# Pool table



## Gatorpharm (Nov 29, 2010)

I have a 9ft pool table that I acquired from a pool hall that went out of business. It is solid, but looks bad. Can I refinish the outside using hard woods, and make it presentable in my new basement? Anyone have experience doing this?


----------



## rrbrown (Feb 15, 2009)

That could be possible and there's probably a few different ways to do it of varying difficulties depending on what type table you have. Some or wood and some are laminate.

Pictures would be best to get good answers.


----------



## Dave66 (Apr 6, 2012)

How old is your table? When I managed a pool hall in the early 60's (to my Mother's extreme embarrassment), our tables were made from real wood which would be relatively easy to strip and refinish. I've seen a few tables since then that were made from veneered particle board and those would be much more difficult.

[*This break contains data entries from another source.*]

PR #7544, opened 2024-11-12
uhd: Update RFNoC image builder GRC bindings

mbr0wn:
*NOTE*: Despite the magnitude of this change, this doesn't actually touch anything regarding standard gr-uhd usage. This only affects the ability to build FPGA bitfiles using GNU Radio Companion. This feature is currently broken, and this PR makes it workable. That said, I don't think people are trying to use it a lot anyway.

## Commit Message

This updates the portion of gr-uhd that deals with generating RFNoC bitfiles from within GRC. For now, this is limited to generating a .grc file with GNU Radio Companion that describes an RFNoC image core; this file must then be passed to `rfnoc_image_builder` with the `-r` argument, the same way that regular image core YAML files are passed with the `-y` argument.

The following changes are included:
- All available image core blocks were updated to match recent UHD
- New image core blocks were added (addsub, CHDR DMA transport adapter, no-connect, fosphor aka f15, keep-one-in-N, null source/sink, replay/capture, stream endpoint, signal generator, split-stream, switchboard).
- The X310 BSP block was replaced with a generic BSP block, which supports all currently available RFNoC devices.
- The domains were updated, and domains for axi4_mm, gpio, and transport adapters were added.
- Two examples for image core files were added: An X3x0 image, which can be used to generate X300_HG, X300_XG, X310_HG, and X310_XG standard bitfiles, and an x410_X4_200 example.
- A README.md is added in gr-uhd/examples/grc to better explain what's going on.

The usage of this to generate RFNoC bitfiles depends on the availability of updated UHD. However, note that with current UHD and GNU Radio, the image builder feature of gr-uhd was not functional.

## Testing Done

I built a bunch of bitfiles for X310 and X410 using the latest version of `rfnoc_image_builder`.

## Checklist


gr-uhd/examples/grc/rfnoc_images/x310_image_core.grc
```diff
@@ -0,0 +1,559 @@
+options:
```
mbr0wn, line 1: As a courtesy this is the GRC file:

x310_image_core

gr-uhd/examples/grc/rfnoc_images/x410_X4_200_image_core.grc
```diff
@@ -0,0 +1,533 @@
+options:
```
mbr0wn, line 1: GRC:
x410_X4_200_image_core

marcusmueller:
Love the fact that you included pictures of the flow graphs added. That is very helpful, and I think it's something we might want to ask people to do whenever they add a new flow graph :heart:

gr-uhd/examples/grc/README.md
marcusmueller, line 1: This is extremely good. We should copy it onto a wiki page (I know, copying is a bit antithetical to a software dev), and link the rfnoc_ and uhd_ block doc pages to it, maybe?

gr-uhd/examples/grc/rfnoc_images/x410_X4_200_image_core.grc
marcusmueller: Excellent, more of a functional question: "Virtual Port"s in GRC work with NoC domain connections, as well, right? So in theory, we could have a `ce_clk` virtual port connecting to the BSP block's output and to all noc shell wrapper block's inputs?

gr-uhd/grc/CMakeLists.txt
marcusmueller, line 1: These entries seem rather randomly ordered? Would it make sense to order them alphabetically (.block and .domain separately)? (because reordering would obfuscate which things you added in the PR, that would preferably be done in a separate commit)

gr-uhd/grc/uhd_fpga_device_bsp.block.yml
marcusmueller, line 1: I like the architectural choice here to allow for explicit definition of clocks in the same block "gizmo" that defines the overall properties of the generated bitstream.

gr-uhd/grc/uhd_fpga_device_none.block.yml
```diff
@@ -0,0 +1,39 @@
...
+    label: Direction
+    dtype: enum
+    default: 'in'
+    options: ['in', 'out']
+    hide: part
+
+inputs:
+-   domain: rfnoc.data
+    id: term_in
+    dtype: fc32
```
marcusmueller, line 22: is the fixed dtype intentional?

gr-uhd/grc/uhd_fpga_fosphor.block.yml
```diff
@@ -0,0 +1,38 @@
...
+    id: hist
+    dtype: fc32
+    multiplicity: ${ NUM_PORTS }
+-   domain: rfnoc.data
+    id: wf
+    dtype: fc32
+    multiplicity: ${ NUM_PORTS }
+
+documentation: |-
+  RFNoC F15 (fosphor) (FPGA Implementation).
```
marcusmueller, line 34: you'll have to explain what the *F15* stands for, somewhere :D

gr-uhd/grc/uhd_fpga_device_none.block.yml
marcusmueller: Ah wait, GRC only sees FC32 for all these interfaces, anyways. so, LGTM

marcusmueller (approved):
Exemplary PR!

gr-uhd/grc/uhd_fpga_null_src_sink.block.yml
```diff
@@ -0,0 +1,51 @@
...
+    id: source
+    dtype: fc32
+    multiplicity: ${ NUM_PORTS }
+-   domain: rfnoc.data
+    id: loop
+    dtype: fc32
+    multiplicity: ${ NUM_PORTS }
+
+documentation: |-
+  RFNoC keep-one-in-n block (FPGA Implementation).
```
zacharyr, line 48: This is not the correct doc stub for this block.

gr-uhd/grc/uhd_fpga_sep.block.yml
```diff
@@ -23,23 +23,40 @@ parameters:
...
+
+  There must always be one streaming endpoint that is configured to carry
+  control traffic. This is typically the first SEP in the flowgraph. For all
+  other SEPs, the data traffic option should be set to "Yes".
+
+  The buffer size should be chosen depending on the Tx (host to device) streaming
+  capabilities that are required. If no streaming to the device is required, it
+  may be set to zero to save FPGA resources. The larger the buffer size, the
+  better the streaming endpoint can cope with bursty traffic and high rates.
+  However, not that the available storage resources on the FPGA are limited. wa
```
zacharyr, line 60: Not sure what "wa" is, did something get cut off here?

gr-uhd/grc/uhd_fpga_device_none.block.yml
mbr0wn: The whole `dtype` thing is suboptimal. Without changing GRC, the best I can do is pick a `dtype` (arbitrarily) for every RFNoC port type. Obviously, `fc32` has nothing to do with `rfnoc.data` but it's something that GRC can work with.

gr-uhd/grc/uhd_fpga_null_src_sink.block.yml
mbr0wn: Thanks for catching -- fixed.

gr-uhd/grc/uhd_fpga_sep.block.yml
mbr0wn: It means "this developer uses vim and sometimes doesn't switch to normal mode before typing commands". I'll fix this.

gr-uhd/examples/grc/rfnoc_images/x410_X4_200_image_core.grc
mbr0wn: That's a good catch, and something that I didn't think of. It won't work, though, because the `rfnoc_image_builder` would require an update (the GRC file is not parsed by GNU Radio, but by UHD for the image building). I think that's a good change to make in UHD.

gr-uhd/grc/CMakeLists.txt
mbr0wn: I probably had some idea about how to sort them, but sure, you're right let's sort them alphabetically.

mbr0wn: OK, I sorted them by category (with comment) and then alphabetically.

gr-uhd/grc/uhd_fpga_device_bsp.block.yml
mbr0wn: Thanks! 😄

gr-uhd/examples/grc/README.md
mbr0wn: Yes, we definitely should do something like this. I haven't made up my mind where the best place would be (GNU Radio wiki vs. Ettus KB), plus, I'm, working on some more updates to GNU Radio to make this even nicer.

gr-uhd/grc/uhd_fpga_fosphor.block.yml
mbr0wn: Honestly, I don't know ☹️ . Sylvain started calling fosphor-in-rfnoc that as a shorthand, and I know we talked about it, but if we did I can't remember. Maybe it's short for fosphor-over-rfnoc (f + 15 letters).

willcode:
@mbr0wn could you just verify that this is meant to be backward compatible and backported? The changes to the tree file caught my eye.

gr-uhd/examples/grc/README.md
marcusmueller: Hm, if we're talking blocks and flow graphs shipped with GNU Radio, my guess is that customers would look at GNU Radio for documentation.

gr-uhd/grc/uhd_fpga_fosphor.block.yml
marcusmueller: @smunaut can you chime in?

smunaut: 15 is the atomic number for Phosphorus

For me it's fine to just use "RFNoC fosphor".  My main concern was in another place where it was just called "fosphor" without the "RFNoC" denomination and that is a different thing.

mbr0wn: Ah that's right! I know remember the conversation. Thanks for the reminder!

And yes, I'll be careful to distinguish this from regular fosphor wherever appropriate.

If your table is just worn and dirty, a good cleaning and a couple of coats of clear finish would spruce it up while leaving its character. Not that I ever did it (yeah, right), but a lot of money may have passed over it during it's life in the pool hall.

What kind of table is it? In my day, the nine foot tables were either Snooker or championship level pool. If it had no pockets, it was for billiards.

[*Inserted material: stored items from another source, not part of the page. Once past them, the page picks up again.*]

PR #7547, opened 2024-11-18
gr: improve system resource release: hier blocks and message edges

SaikWolf:
gr: improve system resource release: hier blocks and message edges

Python-passed objects don't currently release their resources, bogging down the process.
This should release the hier_block2 and msg_edges resources

## Description
The pybind11 interface treats resources a little differently and unless the process is closed those resources get bogged down in more complex use cases (many flowgraphs).

These resources were being held in the message edges in the flowgraph and the hier blocks, especially the recursive use of the hier blocks. These changes explicitly address that issue.

## Related Issue
Unknown

All blocks. Enhances teardown.

## Testing Done
The problem was observed in the development of https://github.com/vtnsiSDD/rfrl-gym
By implementing these changes the resource bottleneck was cleared up improving the functionality.

## Checklist

### DIFF
--- a/gnuradio-runtime/lib/hier_block2_detail.cc
+++ b/gnuradio-runtime/lib/hier_block2_detail.cc
@@ -496,9 +496,27 @@ endpoint_vector_t hier_block2_detail::resolve_port(int port, bool is_input)
     return result;
 }
 
+void hier_block2_detail::recursive_disconnect_all(const std::string& caller)
+{
+    d_debug_logger->debug("Disconnect hier_block2 recursive...");
+    std::vector<basic_block_vector_t> paths = d_fg->partition();
+    for(std::vector<basic_block_vector_t>::iterator p = paths.begin(); p != paths.end(); p++){
+        for(basic_block_viter_t bp = (*p).begin(); bp != (*p).end(); bp++){
+            if (this->d_owner->identifier() != caller){
+                hier_block2_sptr hh = std::dynamic_pointer_cast<hier_block2>((*bp));
+                if (hh != 0){
+                    hh->d_detail->recursive_disconnect_all(hh->identifier());
+                }
+            }
+        }
+    }
+    d_debug_logger->debug("Disconnect hier_block2 recursive...finished");
+}
+
 void hier_block2_detail::disconnect_all()
 {
     d_debug_logger->debug("Disconnect all...");
+    recursive_disconnect_all(this->d_owner->identifier());
     reset_hier_blocks_parent();
     d_fg->clear();
     d_blocks.clear();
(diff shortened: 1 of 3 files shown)


marcusmueller:
is it intentional that this was done againt `maint-3.10` instead of against `main`?

marcusmueller:
The formatting problems can be best resolved using `clang-format -i filename.cc` (rather than doing them manually). Many text editors/IDEs have handy plugins or shortcuts to run clang-format on the current source file.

Replace the rails, check the slate(s), and replace the felt and you have a "toy" that can be a lot of fun. Watch "The Hustler" and "The Color of Money" and you'll see what the game is really about. - lol


----------



## Gatorpharm (Nov 29, 2010)

It has plastic pockets. Probably built in the 80's with laminate surface. I would like to replace with hardwood if possible/practical. I will add pics soon. 

Thanks


----------



## rrbrown (Feb 15, 2009)

Gatorpharm said:


> It has plastic pockets. Probably built in the 80's with laminate surface. I would like to replace with hardwood if possible/practical. I will add pics soon.
> 
> Thanks


How much woodworking experience and tools do you have?

The table should have either a 3 piece or maybe one solid piece of slate. The Way I would do it is build all new rails from solid wood. Replacing the pockets with leather ones is another option. Still waiting for pictures since not all tables can be treated the same depends on design. Tables with a ball return would be harder to deal with.


----------



## Dave66 (Apr 6, 2012)

> Probably built in the 80's with laminate surface


If that's what you have, I would use it for some parts (the slates and maybe the rails) and build a whole new table. That would probably be easier than trying to hassle with veneered particle board.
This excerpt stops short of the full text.